(Material for the task)
PR #1211, opened 2026-08-26
Collapse the roll-up strategies onto one aggregation-driven implementation

trishorts:
Follow-up to the review of #1194, which split sample collapsing into a grouping strategy and an aggregation strategy and noted the roll-ups could go the same way.

Which rows get combined during roll-up is not a strategy decision — the caller's map already says so. The only behaviour a roll-up strategy carries is *how* the values are combined, and that is exactly what `IAggregationStrategy` names. `SumRollUp` and `MedianRollUp` were therefore two copies of one loop differing in a single line.

### What it does

`AggregatingRollUp` is that loop, an **abstract** base taking an `IAggregationStrategy`. `SumRollUp` and `MedianRollUp` become two-line subclasses naming their aggregation, so **no caller changes**.

Abstract rather than concrete (per review): there is no default way to combine intensities, so a roll-up has to be named by a concrete class. That is what keeps `QuantificationParameters` a record of what was actually done to compute the intensities, rather than "some aggregation" — the same reason the strategies were split in the first place. Adding an estimator is now a two-line subclass instead of a fresh copy of the loop; the tests define a `MaxRollUp` to show it, and #1212 adds `Top3RollUp` for real.

Zeros are excluded before aggregating, which is what `MedianRollUp` already did. The matrix uses `0` for "not observed", so a row never measured in a sample should not pull a median down. Excluding zeros does not change a sum, which is why both named strategies keep their previous results — the 69 existing quantification tests pass untouched.

The exclusion is done by the roll-up, **not** by the aggregation: `IAggregationStrategy.Aggregate` is specified to include zeros and leave the choice to its caller. So the same aggregation passed as `QuantificationParameters.CollapseAggregationStrategy` will see zeros and behave differently there, and an aggregation whose meaning depends on the exclusion is not recommended in that role. Now stated on the class.

### It also fixes a live bug

`SumRollUp` accumulated with `+=` into an array straight from `ArrayPool<double>.Shared`:

```csharp
double[] summedValues = ArrayPool.Rent(matrix.ColumnCount);   // NOT zeroed
foreach (int lowIndex in lowIndices)
    for (int col = 0; col < matrix.ColumnCount; col++)
        summedValues[col] += matrix.Matrix[lowIndex, col];
```

`Rent` does not zero what it hands back. `SumRollUp` returned *its own* buffers cleared — but `MedianAggregation` and the collapse strategies share that pool and return theirs uncleared:

```csharp
ArrayPool<double>.Shared.Return(rented);   // MedianAggregation -- no clearArray
```

So a sum could pick up another strategy's leftovers, silently, as inflated intensities. It needs a median or a collapse to have run first in the same process, which is why the existing tests don't catch it.

The new loop writes every column before reading it, and bounds the gather buffer by count rather than by length. `SumIsCorrectEvenWhenTheSharedPoolHandsBackADirtyBuffer` poisons the shared pool the way `MedianAggregation` does — **it fails against the old `SumRollUp` (verified) and passes now.**

### One small removal

`SumRollUp`'s `public ArrayPool<double> ArrayPool` property, which exposed an implementation detail no caller has a use for.

### Tests

12. `Test.Quantification` green at 80.

### DIFF
--- a/mzLib/Quantification/Strategies/RollUp/AggregatingRollUp.cs
+++ b/mzLib/Quantification/Strategies/RollUp/AggregatingRollUp.cs
@@ -1,0 +1,81 @@
+using System;
+using System.Buffers;
+using System.Collections.Generic;
+using Quantification.Interfaces;
+
+namespace Quantification.Strategies
+{
+    /// <summary>
+    /// Rolls lower-level rows up to higher-level rows by combining each column with an
+    /// <see cref="IAggregationStrategy"/>.
+    ///
+    /// Which rows are combined is not a strategy decision here -- the caller's map already says so --
+    /// so the only behaviour a roll-up carries is how the values are combined, and that is exactly
+    /// what IAggregationStrategy names. Splitting it out is the same separation that
+    /// <see cref="ICollapseStrategy"/> and IAggregationStrategy make for sample collapsing, and it
+    /// keeps <see cref="QuantificationParameters"/> readable as a full description of the processing:
+    /// <see cref="SumRollUp"/> still means sum and nothing else.
+    ///
+    /// Zeros are excluded before aggregating. The matrix uses 0 for "not observed", so a row that was
+    /// never measured in a sample should not pull a median down or a mean toward zero. Summing is
+    /// unaffected by the exclusion, which is why <see cref="SumRollUp"/> and <see cref="MedianRollUp"/>
+    /// both keep their previous results.
+    /// </summary>
+    public class AggregatingRollUp : IRollUpStrategy
+    {
+        private readonly IAggregationStrategy _aggregation;
+
+        public AggregatingRollUp(IAggregationStrategy aggregation)
+        {
+            _aggregation = aggregation ?? throw new ArgumentNullException(nameof(aggregation));
+        }
+
+        public string Name => _aggregation.Name + " Roll-Up";
+
+        public QuantMatrix<THigh> RollUp<TLow, THigh>(QuantMatrix<TLow> matrix, Dictionary<THigh, List<int>> map)
+            where TLow : IEquatable<TLow>
+            where THigh : IEquatable<THigh>
+        {
+            var rolledUpMatrix = new QuantMatrix<THigh>(map.Keys, matrix.ColumnKeys, matrix.ExperimentalDesign);
+
+            var pool = ArrayPool<double>.Shared;
+            double[] aggregated = pool.Rent(matrix.ColumnCount);
+            double[] observed = pool.Rent(Math.Max(1, matrix.RowCount));
+
+            try
+            {
+                foreach (var kvp in map)
+                {
+                    List<int> lowIndices = kvp.Value;
+
+                    for (int col = 0; col < matrix.ColumnCount; col++)
+                    {
+                        // Gather the observed values for this column. A rented buffer is not zeroed,
+                        // so the count -- not the buffer length -- bounds what the aggregator sees.
+                        int observedCount = 0;
+                        foreach (int lowIndex in lowIndices)
+                        {
+                            double value = matrix.Matrix[lowIndex, col];
+                            if (value > 0)
+                            {
+                                observed[observedCount++] = value;
+                            }
+                        }
+
+                        aggregated[col] = _aggregation.Aggregate(
+                            new ReadOnlySpan<double>(observed, 0, observedCount));
+                    }
+
+                    rolledUpMatrix.SetRow(kvp.Key, aggregated);
+                }
+            }
+            finally
+            {
+                pool.Return(aggregated, clearArray: true);
+                pool.Return(observed, clearArray: true);
+            }
+
+            return rolledUpMatrix;
+        }
+    }
+}
--- a/mzLib/Quantification/Strategies/RollUp/AggregatingRollUp.cs
+++ b/mzLib/Quantification/Strategies/RollUp/AggregatingRollUp.cs
@@ -21,10 +21,16 @@ namespace Quantification.Strategies
     /// <see cref="QuantificationParameters"/> says what was actually done to compute the intensities.
     /// Adding one is a two-line subclass naming its aggregation.
     ///
-    /// Zeros are excluded before aggregating. The matrix uses 0 for "not observed", so a row that was
-    /// never measured in a sample should not pull a median down or a mean toward zero. Summing is
-    /// unaffected by the exclusion, which is why <see cref="SumRollUp"/> and <see cref="MedianRollUp"/>
-    /// both keep their previous results.
+    /// Zeros are excluded before aggregating -- exactly the zero sentinel, not everything that is not
+    /// positive. The matrix uses 0 for "not observed", so a row never measured in a sample should not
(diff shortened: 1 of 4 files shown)


Alexander-Sol (changes requested):
See my comments on #1212. AggregatingRollUp should be abstract

trishorts:
Both done in `a165719`.

`AggregatingRollUp` is abstract with a protected constructor. You're right that there's no default aggregation to fall back on, and a concrete class per behaviour is the thing that makes `QuantificationParameters` readable as a record of what was done — same argument as the collapse split in #1194. Adding an estimator stays a two-line subclass; the tests define a `MaxRollUp` at the top of the file to show that, in place of constructing the base directly.

On the comment: I've said explicitly that the zero-exclusion happens in the roll-up and **not** in the aggregation. `IAggregationStrategy.Aggregate` is documented as including zeros and leaving the choice to its caller, so the same aggregation passed as `CollapseAggregationStrategy` sees zeros and behaves differently there — and an aggregation whose meaning depends on the exclusion isn't recommended in that role. #1212 carries the sharper version of that on `Top3Aggregation` itself, since Top3 is the clearest case.

Rewrote the PR description too — it still claimed you could construct `AggregatingRollUp` directly, which your review removed. 80 quantification tests green.

Alexander-Sol (dismissed):

nbollis (commented):
## Review Summary

- 2 major issues in `mzLib/Quantification/Strategies/RollUp/AggregatingRollUp.cs`.
- No summary-only findings.

Both comments are on the shared roll-up abstraction and affect public behavior or API robustness at the new aggregation-driven layer.

mzLib/Quantification/Strategies/RollUp/AggregatingRollUp.cs
```diff
@@ -0,0 +1,93 @@
...
+
+                    for (int col = 0; col < matrix.ColumnCount; col++)
+                    {
+                        // Gather the observed values for this column. A rented buffer is not zeroed,
+                        // so the count -- not the buffer length -- bounds what the aggregator sees.
+                        int observedCount = 0;
+                        foreach (int lowIndex in lowIndices)
+                        {
+                            double value = matrix.Matrix[lowIndex, col];
+                            if (value > 0)
```
nbollis: [synthesis] Shared `value > 0` filter changes SumRollUp behavior while docs claim summing is unaffected

The new shared loop excludes every non-positive value before aggregation. That is harmless for zeros, but it silently drops negative matrix values that the old SumRollUp would have summed, so the doc claim that summing is unaffected is only true for non-negative inputs.

Suggestion: If only the zero sentinel should be excluded, filter `value != 0`; otherwise document that all non-positive values are treated as unobserved and add a parity test.

mzLib/Quantification/Strategies/RollUp/AggregatingRollUp.cs
```diff
@@ -0,0 +1,93 @@
...
+
+        public QuantMatrix<THigh> RollUp<TLow, THigh>(QuantMatrix<TLow> matrix, Dictionary<THigh, List<int>> map)
+            where TLow : IEquatable<TLow>
+            where THigh : IEquatable<THigh>
+        {
+            var rolledUpMatrix = new QuantMatrix<THigh>(map.Keys, matrix.ColumnKeys, matrix.ExperimentalDesign);
+
+            var pool = ArrayPool<double>.Shared;
+            double[] aggregated = pool.Rent(matrix.ColumnCount);
+            double[] observed = pool.Rent(Math.Max(1, matrix.RowCount));
```
nbollis: [synthesis] Pooled `observed` buffer can overflow on oversized group lists

The staging buffer is rented using `matrix.RowCount`, but writes are driven by `lowIndices.Count`. A caller-supplied group with duplicate indices or any list longer than the row count can drive `observedCount` past the rented length and throw mid-roll-up.

Suggestion: Size the buffer to the largest group size or validate group lists before writing into the pooled array.

trishorts: Fixed in `32a0e4a4`. The buffer is sized by the largest group now, not by row count.

The test drives 40 indices through a 2-row matrix, which overran the pool's 16-element minimum bucket before. Also treats a null index list as empty rather than throwing.

mzLib/Quantification/Strategies/RollUp/AggregatingRollUp.cs
trishorts: Fixed in `32a0e4a4` — the doc claim was the part that was wrong, so I made the code match what it said rather than the other way round.

Only the zero sentinel is excluded now. `0` means "not observed"; a negative is data, and dropping it would silently change a sum. So `SumRollUp` reproduces its old results for any input, and the comment is true as written.

This does change `MedianRollUp` where a value is negative: its old `v > 0` treated a negative as missing, conflating "not measured" with "measured, and less than zero". Intensities are non-negative so no existing result moves, but I said so on the class rather than leaving it implicit, and there is a parity test covering both strategies with a negative in the input.

nbollis (approved):

trishorts:
@acesnik — could you take the second approval on this one? 1/2 with nbollis.

This is the follow-up Alex asked for when he reviewed #1194 — collapsing `SumRollUp`/`MedianRollUp` onto one aggregation-driven base. No caller changes.

**It also fixes a live bug**, which is the part worth reading: `SumRollUp` accumulated with `+=` into an `ArrayPool<double>.Shared` buffer, and `Rent` does not zero what it hands back. It returned its own buffers cleared, but `MedianAggregation` and the collapse strategies share that pool and return theirs uncleared — so a sum could absorb another strategy's leftovers as inflated intensity. The regression test poisons the pool the way `MedianAggregation` does; it fails against the old code and passes now.

acesnik:
🤖 The collapse is clearly right and `abstract` addresses Alexander-Sol's point. The `ArrayPool` fix is the part that should lead the description, though, and it is broader than the description says.

Verified the whole chain on master:

- `SumRollUp.ArrayPool => ArrayPool<double>.Shared` — hardcoded, `:17`
- `Rent(matrix.ColumnCount)` at `:31` does not zero what it returns
- `summedValues[col] += ...` at `:37` reads before writing
- `MedianAggregation.cs:41` is the **only** `Return(` in the Strategies tree missing `clearArray: true` — `SumRollUp`, `MedianRollUp` and both `CollapseStrategyBase` returns all pass it

The bit worth changing: the description says this needs "a median or a collapse to have run first in the same process". `ArrayPool<double>.Shared` is process-wide and shared with every other consumer in that process — MetaMorpheus, the BCL, anything. So any code anywhere that rents `double[]` and returns it uncleared can poison a subsequent sum, and `MedianAggregation` is one instance rather than the precondition.

That makes it a live silent-inflation bug on master rather than a latent one reachable only through mzLib's own strategies, and since it changes reported protein intensities it is worth stating that way prominently rather than as a subsection. Anyone who has summed protein intensities in a process that also did anything else with pooled doubles has a reason to re-check.

`SumIsCorrectEvenWhenTheSharedPoolHandsBackADirtyBuffer` is the right test and the right name for it.

acesnik (approved):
(End Material for the task)
Task objective:
From the listing above, copy every line that includes the word "implementation".

Answer box:
Collapse the roll-up strategies onto one aggregation-driven implementation
`SumRollUp`'s `public ArrayPool<double> ArrayPool` property, which exposed an implementation detail no caller has a use for.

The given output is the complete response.